New York City Council aides are officially unionized, after 21-month campaign

The labor union representing more than 350 New York City Council aides has officially been approved by the city, paving the way for the Association of Legislative Employees, which is now the country’s largest legislative staff union, to collectively bargain with the City Council. That’s a capstone on a nearly two year long public process that was delayed by the ongoing COVID-19 pandemic. 

“This is about pay equity, it’s about consistent standards, it’s about fair grievance procedures. And it’s really about lifting up the professional standards of the City Council so we can do the best we can for the people of New York,” said Daniel Kroop, a member of the ALE core committee and a senior legislative finance analyst for the City Council. “We’re really excited to take this to the next level, now that the long recognition struggle is complete. We’ve been victorious. It’s a real testament to the strength of the staff of the City Council.”

Talk of unionization has percolated among City Council staff for more than a decade, but the recent push became public in November 2019 when member staffers, who work for individual Council members rather than the Council as a whole, promoted an analysis of their low pay and long hours.
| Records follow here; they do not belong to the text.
PR #9, opened 2017-01-09
Exec cache refactor

vinjana:
If outputAnalysisBaseDirectory (via --useiodir) is moved including the execCacheFile.txt, the path read from the execCacheFile.txt and the new --useiodir option caused an undescriptive stack trace. Now the error message (shown with the stack trace) includes more information.

Additional changes:
* more $dataSet variable checking (not just $pid)
* some code introduced during SSH debugging but still useful
* fix in compilation script (to allow working with symlinked source paths)


RoddyCore/test/de/dkfz/roddy/tools/RoddyIOHelperMethodsTest.groovy
```diff
@@ -179,4 +184,30 @@ public class RoddyIOHelperMethodsTest {
...
+    @Test
+    public void testSplitPathname() throws Exception {
+        assert RoddyIOHelperMethods.splitPathname("") == new ArrayList()
+        assert RoddyIOHelperMethods.splitPathname("/") == new ArrayList()
+        assert RoddyIOHelperMethods.splitPathname("/a/b") == ["a", "b"]
+        assert RoddyIOHelperMethods.splitPathname("//a/b/") == ["a", "b"]
+    }
+
+    @Test
+    public void testMatchComponentInPath() throws Exception {
```
dankwart-de: Would findComponentIndex be better than matchComponent? Actually you retrieve an index.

They then launched a card campaign, and after securing a majority of support, called on City Council Speaker Corey Johnson to voluntarily recognize the union in January of 2020. Johnson publicly supported the effort, but legal concerns and the coronavirus pandemic slowed the process. When the union seemed close to formal recognition last summer, ALE had to launch a second union card check, since the previously signed union recognition cards had expired after seven months. In December, the unionization effort was approved to represent 23 financial analysts who work as part of the Council’s central staff, but the much larger effort to unionize member staff continued. In April 2021, the Council quietly passed a resolution that would allow the speaker of the Council to collectively bargain with staff of the 50 other individual members. And on August 13, the New York City Office of Collective Bargaining officially certified ALE’s petition for voluntary recognition of representing Council member aides, exploding the size of the union to nearly 400 members. 

ALE exclusively shared the news with City & State and plans to hold a rally and press conference celebrating the recognition at 11 a.m. Thursday in City Hall Park, ahead of the Council’s one stated meeting for the month of August. 

““This is the history-making moment. Because after many years of staff organizing efforts in the City Council, the Council member aides are joining folks like myself in the Council finance division as members of ALE,” Kroop said. “With 377 people currently in jobs represented by ALE, we are now America’s largest union of legislative staff.”

There’s been a growing unionization movement among elected officials’ staff, both locally and across the country. Workers  in the New York City Public Advocate’s office formed a union and were recognized by the city earlier this year. State legislative employees in Oregon also unionized this year.

The ALE now plans to negotiate a contract with Johnson. Previously, Council members have had wide discretion over the hiring, firing pay and hours of their individual staff – things the union wants to now standardize. “Change to pay, termination, change to schedule and retaliation to any filing of a complaint – that’s the big things that are covered,” said Kana Ervin, a core committee member and deputy chief of staff to Council Member Margaret Chin. “I’ve seen council member aides that were pushed out unfairly – hardworking, talented people – just because of some complaint with management,” she said. 

A spokesperson for the City Council speaker declined to comment on the development. 

The union also wants to have a seat at the table as the Council hopes to bring staffers back to offices downtown. Some Council employees were sent an email from the speaker’s office on Friday outlining the transition away from remote work, a day after City & State reported on staffers’ complaints about a lack of communication on the issue. “We’re certified,” Ervin said. “We absolutely demand that we are included in any reopening process. That’s something that should have happened a long time ago.” 

Internally, ALE plans to dissolve the ten-member core committee that has led the unionization process after electing an executive board, and to adopt a constitution. The core committee also hopes to continue to expand the union to include more members of central staff, such as those who work in the Land Use Division.

ALE is an independent union and is not affiliated with any existing municipal unions, such as DC 37, which represents many other city workers. Kroop explained there were legal questions around the potential conflicts of interest that could arise if they were in a union that was making political donations to candidates at the same time those candidates were managing union members. Unlike most of the city’s unions, ALE didn’t involve itself in the 2021 Democratic primary elections. But Kroop kept the door open to future political organizing, saying that the union is committed to principles of anti-harassment and anti-discrimination, and the union is “going to see as time goes on how that’s expressed.” 

Johnson, who ALE plans to bargain with, is term-limited out at the end of 2021. Will ALE play a role in the upcoming speaker race, or even endorse a candidate? No plans yet, Kroop said. “No, we haven’t had a discussion about that.”